[Data items]
----------

PR #893, opened 2021-12-19
Capture malformed raw string error

### LINKED ISSUE #892: malformed raw string literal not captured
The syntax error of the raw string in the following code is not captured:

```r
line1 <- 1
line2 <- 2
line3 <- 3
line4 <- R"--/hello/--"
```

where error has the number of line:

```
malformed raw string literal at line 4
```

renkun-ken:
Closes #892

### DIFF
--- a/R/get_source_expressions.R
+++ b/R/get_source_expressions.R
@@ -137,6 +137,22 @@ get_source_expressions <- function(filename, lines = NULL) {
             line = source_file$lines[[l]]
           )
         )
+      } else if (grepl("malformed raw string literal at line", e$message, fixed = TRUE)) {
+        l <- as.integer(re_matches(
+          e$message,
+          rex("malformed raw string literal at line ", capture(name = "line", digits))
+        )$line)
+        # Invalid raw string in source code
+        return(
+          Lint(
+            filename = source_file$filename,
+            line_number = l,
+            column_number = 1L,
+            type = "error",
+            message = "Malformed raw string literal.",
+            line = source_file$lines[[l]]
+          )
+        )
       }
 
       message_info <- re_matches(e$message,
--- a/tests/testthat/test-get_source_expressions.R
+++ b/tests/testthat/test-get_source_expressions.R
@@ -122,3 +122,14 @@ test_that("Warns if encoding is misspecified", {
   expect_equal(the_lint$message, "Invalid multibyte string. Is the encoding correct?")
   expect_equal(the_lint$line_number, 1L)
 })
+
+test_that("Malformed raw string literal error is captured", {
+  skip_if_not(getRversion() >= "4.0.0")
+  expect_lint("line1 <- 1
+line2 <- 2
+line3 <- 3
+line4 <- R\"--/hello/--\"", checks = list(
+    message = "Malformed raw string literal.",
+    line_number = 4
+  ), default_linters)
+})


MichaelChirico (commented):
this lint_error function is getting pretty unwieldy.

let's split it off into a proper helper function (i.e. not anonymous)?

also, is there any way to know if we're being exhaustive here?

MichaelChirico:
Seems several of these errors are coming from gram.c:

https://github.com/wch/r-source/blob/trunk/src/main/gram.c

Would it make sense to just rake through the `error(` calls there and see which ones we should grep for? I count 43 at a quick glance, that may be overkill...

renkun-ken:
The following code extracts all errors from `gram.c`:

```r
lines <- readLines("https://raw.githubusercontent.com/wch/r-source/trunk/src/main/gram.c")
err_lines <- grep("error(_(", lines, fixed = TRUE, value = TRUE)
errors <- trimws(gsub("^.*error\\(_\\(\"(.+)\".+", "\\1", err_lines))
unique(errors)
```

Looks like the following are the unique error messages:

```
> unique(errors)                                                                                                                         
 [1] "EOF whilst reading MBCS char at line %d"                                                        
 [2] "invalid multibyte character in parser at line %d"                                               
 [3] "input buffer overflow at line %d"                                                               
 [4] "The pipe operator requires a function call as RHS"                                              
 [5] "RHS variable must be a symbol"                                                                  
 [6] "incorrect tag type at line %d"                                                                  
 [7] "allocation of source reference state failed"                                                    
 [8] "contextstack overflow"                                                                          
 [9] "repeated formal argument '%s' on line %d"                                                       
[10] "nul character not allowed (line %d)"                                                            
[11] "\\\\uxxxx sequences not supported inside backticks (line %d)"                                   
[12] "invalid \\\\u{xxxx} sequence (line %d)"                                                         
[13] "\\\\Uxxxxxxxx sequences not supported inside backticks (line %d)"                               
[14] "invalid \\\\U{xxxxxxxx} sequence (line %d)"                                                     
[15] "invalid \\\\U{xxxxxxxx} value %6x (line %d)"                                                    
[16] "invalid \\\\Uxxxxxxxx value %6x (line %d)"                                                      
[17] "mixing Unicode and octal/hex escapes in a string is not allowed"                                
[18] "string at line %d containing Unicode escapes not in this locale\\nis too long (max 10000 chars)"
[19] "malformed raw string literal at line %d"                                                        
[20] "contextstack overflow at line %d"                                                               
[21] "internal parser error at line %d"
```

renkun-ken:
Some errors are from <https://github.com/wch/r-source/blob/trunk/src/main/character.c>, such as [invalid multibyte string](https://github.com/wch/r-source/blob/trunk/src/main/character.c#L345).

MichaelChirico:
[apologies for splitting discussion a bit between the issue & PR]

OK, I had been thinking the failure was a bit more catastrophic than just garbling the error's metadata... in that case, I think we can handle these errors incrementally as they come along.

How about we leave a note in the error message to please file an issue if encountering one of the uncovered messages?

AshesITR:
I think it would be rather easy to convert all of these error messages to regexes with a group for the like number.
This would allow us to handle all of them with fairly little code. WDYT?

Instead of a giant if/else if chain we would have a vector of regexes and if any matches, construct a lint from it.

MichaelChirico:
I do worry about maintenance burden. The more messages we depend on, the higher the turnover rate will be...  if we can generate the regex & post-processing steps from the source code with a code snippet, that's moot, otherwise, I don't think it passes the cost/benefit smell test.

From that list of errors, most are very obscure, and some are internal errors or basically shouldn't happen (e.g. overflows).

(OTOH, I would definitely add a case for `The pipe operator requires a function call as RHS`.)

AshesITR:
I agree, the error(_( call to regex conversion needs to be automated, @renkun-ken did most of the work for that already.
What's missing is escaping and substitution of `line %d` with a line group regex and other `%` format specifiers by corresponding regexes.

renkun-ken:
Closing as superseded by #895.

PR #895, opened 2021-12-20
Improve line location information for R parse errors

### LINKED ISSUE #892: malformed raw string literal not captured

### LINKED ISSUE #894: Extract line info from all parser errors
The following code extracts all errors from `gram.c`:

```r
lines <- readLines("https://raw.githubusercontent.com/wch/r-source/trunk/src/main/gram.c")
err_lines <- grep("error(_(", lines, fixed = TRUE, value = TRUE)
errors <- trimws(gsub("^.*error\\(_\\(\"(.+)\".+", "\\1", err_lines))
unique(errors)
```

Looks like the following are the unique error messages:

```
> unique(errors)                                                                                                                         
 [1] "EOF whilst reading MBCS char at line %d"                                                        
 [2] "invalid multibyte character in parser at line %d"                                               
 [3] "input buffer overflow at line %d"                                                               
 [4] "The pipe operator requires a function call as RHS"                                              
 [5] "RHS variable must be a symbol"                                                                  
 [6] "incorrect tag type at line %d"                                                                  
 [7] "allocation of source reference state failed"                                                    
 [8] "contextstack overflow"                                                                          
 [9] "repeated formal argument '%s' on line %d"                                                       
[10] "nul character not allowed (line %d)"                                                            
[11] "\\\\uxxxx sequences not supported inside backticks (line %d)"                                   
[12] "invalid \\\\u{xxxx} sequence (line %d)"                                                         
[13] "\\\\Uxxxxxxxx sequences not supported inside backticks (line %d)"                               
[14] "invalid \\\\U{xxxxxxxx} sequence (line %d)"                                                     
[15] "invalid \\\\U{xxxxxxxx} value %6x (line %d)"                                                    
[16] "invalid \\\\Uxxxxxxxx value %6x (line %d)"                                                      
[17] "mixing Unicode and octal/hex escapes in a string is not allowed"                                
[18] "string at line %d containing Unicode escapes not in this locale\\nis too long (max 10000 chars)"
[19] "malformed raw string literal at line %d"                                                        
[20] "contextstack overflow at line %d"                                                               
[21] "internal parser error at line %d"
```

_Originally posted by @renkun-ken in https://github.com/r-lib/lintr/issues/893#issuecomment-997368264_

AshesITR:
I chose to use a script in `data-raw` to auto-generate the required parse error regexes and store them as .parse_error_regexes in `R/sysdata.rda`.
`get_source_expressions()` then uses a for-loop after the initial (manual) message checks to see if a parse error with line information was matched.

Fixes #892
Fixes #894

 * [x] implement
 * [x] add tests
 * [x] add NEWS bullet


AshesITR:
cc @MichaelChirico @renkun-ken

renkun-ken:
Thanks for the generalized solution!

I tried the following 

```
> str(lintr::lint(text = 'ok\nok\n"\\u{9999"'))                                                         
List of 1
 $ <text>:List of 8
  ..$ filename     : chr "<text>"
  ..$ line_number  : int 1
  ..$ column_number: int 1
  ..$ type         : chr "error"
  ..$ message      : chr "invalid \\u{xxxx} sequence (line 3)"
  ..$ line         : chr ""
  ..$ ranges       : NULL
  ..$ linter       : chr NA
  ..- attr(*, "class")= chr "lint"
 - attr(*, "class")= chr "lints"
```

but it seems the line number is not captured.

AshesITR:
Thanks for pointing this out. It seems we need to C-unescape the format messages before conversion to regex. I'll create a commit for that shortly.

AshesITR:
WDYT about removing the `(line xxx)` or `at line xxx` from error messages and capitalizing the first letter?
This would be more in line with the errors we handle manually.

renkun-ken:
Agree

data-raw/parse_errors.R
```diff
@@ -0,0 +1,47 @@
...
+  "(?s)(\\(\\?<line>\\[\\[:digit:\\]\\]\\+\\)(?:\\\\\\)| ))([^$]+?)\\$$",
+  "\\1(?<msg_2>\\2)$",
+  .parse_error_regexes,
+  perl = TRUE
+)
+
+# Check that no format specifiers remain
+stopifnot(!any(grepl("%", .parse_error_regexes)))
+
+usethis::use_data(.parse_error_regexes, internal = TRUE, overwrite = TRUE)
```
AshesITR, line 47: alternatively, we could put `dput(.parse_error_messages)` hard-coded in some source file, if we want to avoid the use of `sysdata.rda`.

MichaelChirico:
I still find what's happening here a bit strange...

we're sort of introducing a soft dependency on r-devel, right?

e.g., suppose the error message for one of these changes (e.g. as proposed by me here: https://bugs.r-project.org/show_bug.cgi?id=18259). Now `lintr` will only "work as intended" on R versions build after the SVN revision where the change was added.

Again, because it's not a catastrophic error to use the wrong error message (we'll just get the lint metadata wrong), I don't think we need to have a particularly global solution here...

it will, on the other hand, wreak havoc on our testing suites if we're not careful. In particular I don't think we should add tests for getting the line number right, lest we need to complicate those tests by making them particularly R-version-aware.

Lastly, can we confirm relying on an internet connection in data-raw is not an issue? I don't think it is since it is just used to generate the sysdata.rda file, but maybe I'm missing something. data-raw should be added to .Rbuildignore, too, right?

AshesITR:
You raise a good point regarding changed error messages.

A more fail-safe strategy might be to construct regexes for the part unlikely to change (i.e. for `{at,on} line xx` and `(line xx)`).
The disadvantage with this is that some error messages have %s as a format with user input, potentially breaking an improperly anchored line regex.
The only message which currently doesn't have the line information at the very end, is
`"string at line %d containing Unicode escapes not in this locale\\nis too long (max 10000 chars)"`.

So a good compromise IMHO would be to match `( at | on | \()line (?<line>\d+)\)?$`, anchored at the end of the error message.

Regarding internet connection for data-raw scripts: I think it's fine, as most development activities on lintr involve internet access.

MichaelChirico:
alternative idea:

have quick code snippets that run .onLoad() that trigger all of the parsing errors, and record the messages in some cache, referring back to it later. would have to work out how to "untemplate"/"regexify" the received messages.

MichaelChirico:
Maybe that won't work, or at least, I think it reduces to the same issue of designing a regex for extracting a line number from any of the possible types of input message 🤔

AshesITR:
I'm not a big fan of doing such dynamic reverse-engineering in `.onLoad` to be honest.

What comes to mind to be more robust regarding changes in the error strings over time, would be to gather `error_formats` from all released R versions. This would mean backward compatibility of this feature, though still requiring maintenance updates to `sysdata.rda` whenever an error message changes or a new message gets added.

As an alternative, the simple but not 100% correct solution I suggested, using a hand-crafted line number regex, would likely require next to no maintenance and still work 99% of the time.

MichaelChirico:
yes, let's go for the regex approach. it looks good enough to me.

renkun-ken:
The regex approach sounds good to me too.

R/get_source_expressions.R
```diff
@@ -139,6 +139,41 @@ get_source_expressions <- function(filename, lines = NULL) {
         )
       }
 
+      parse_error_rx <- rex(
```
MichaelChirico, line 142: add comments pointing to the parser source of these errors?

MichaelChirico, line 142: does this lint_error function need to be nested inside the function? it'll be easier to debug if it's in the package namespace instead

R/get_source_expressions.R
```diff
@@ -139,6 +139,41 @@ get_source_expressions <- function(filename, lines = NULL) {
...
+      )
+
+      if (grepl(parse_error_rx, e$message, perl = TRUE)) {
+        rx_match <- re_matches(
+          e$message,
+          parse_error_rx
+        )
+        l <- as.integer(rx_match$line)
+        # Sometimes the parser "line" runs one past the last line
+        l <- pmin(l, length(source_file$lines))
```
MichaelChirico, line 160: will Lint break if we return say Inf here? the last line may be misleading if the issue was an unmatched brace much earlier...

maybe an issue for a future PR, feel free to add a TODO to investigate

tests/testthat/test-get_source_expressions.R
```diff
@@ -122,3 +122,23 @@ test_that("Warns if encoding is misspecified", {
   expect_equal(the_lint$message, "Invalid multibyte string. Is the encoding correct?")
   expect_equal(the_lint$line_number, 1L)
 })
+
+test_that("Can extract line number from parser errors", {
+  skip_if_not(getRversion() >= "4.0")
+
+  with_content_to_parse("\"ok\"\nR\"---a---\"", {
+    expect_equal(error$message, "Malformed raw string literal.")
```
MichaelChirico, line 130: I'd prefer using ' to wrap this string for readability. using a newline over \n may be preferable as well...

tests/testthat/test-get_source_expressions.R
```diff
@@ -122,3 +122,23 @@ test_that("Warns if encoding is misspecified", {
   expect_equal(the_lint$message, "Invalid multibyte string. Is the encoding correct?")
   expect_equal(the_lint$line_number, 1L)
 })
+
+test_that("Can extract line number from parser errors", {
+  skip_if_not(getRversion() >= "4.0")
+
+  with_content_to_parse("\"ok\"\nR\"---a---\"", {
```
MichaelChirico, line 129: the regex has three cases:

or(" at ", " on ", " ("),

can we make sure we have tests of each? maybe add a comment to the test saying which is tested

tests/testthat/test-get_source_expressions.R
```diff
@@ -122,3 +122,23 @@ test_that("Warns if encoding is misspecified", {
   expect_equal(the_lint$message, "Invalid multibyte string. Is the encoding correct?")
   expect_equal(the_lint$line_number, 1L)
 })
+
+test_that("Can extract line number from parser errors", {
+  skip_if_not(getRversion() >= "4.0")
```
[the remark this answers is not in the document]
AshesITR: `getRversion()` feels much more natural to me.

R/get_source_expressions.R
AshesITR: Pretty sure this breaks all lintr integrations that use source locations (e.g. RStudio Markers and GitHub linting).
I think this was the reason we even discovered the bug.

R/get_source_expressions.R
AshesITR: It uses `source_file` from the outer environment.
Could be refactored to `parse_lint_error <- function(e, source_file) { ... }` and then changing

https://github.com/r-lib/lintr/pull/895/files/3f6b05b28b4b1ca3d090559863948b00e112590b#diff-5f02df44ebfb8ab681ebe1eee50257e672a0daa3de8e0ce72245130e260091fcR282

to `get_source_file(source_file, error = function(e) parse_lint_error(e, source_file))`.

WDYT?

MichaelChirico: let's do it. similar is done for xml_nodes_to_lint I believe.

we could also make it a function factory but that doesn't really help debugging.

AshesITR: Done.

AshesITR: Done.

tests/testthat/test-get_source_expressions.R
AshesITR: Done using `trim_some()` for better readability.

tests/testthat/test-get_source_expressions.R
AshesITR: Good point. Added a missing test case (on line x is only triggered by a repeated formal argument)

MichaelChirico (approved):
great! thanks

PR #897, opened 2022-01-01
specify file/line exclusions

wibeasley:
to distinguish it from excluding linting rules


AshesITR:
Not sure about the wording here, since you can also define linter exclusions per-file and per-line since the new nolint feature was added in #660.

----------

Which lines in the records above hold the string "quick"? Copy each of them.

• **Final answer**:
Would it make sense to just rake through the `error(` calls there and see which ones we should grep for? I count 43 at a quick glance, that may be overkill...
have quick code snippets that run .onLoad() that trigger all of the parsing errors, and record the messages in some cache, referring back to it later. would have to work out how to "untemplate"/"regexify" the received messages.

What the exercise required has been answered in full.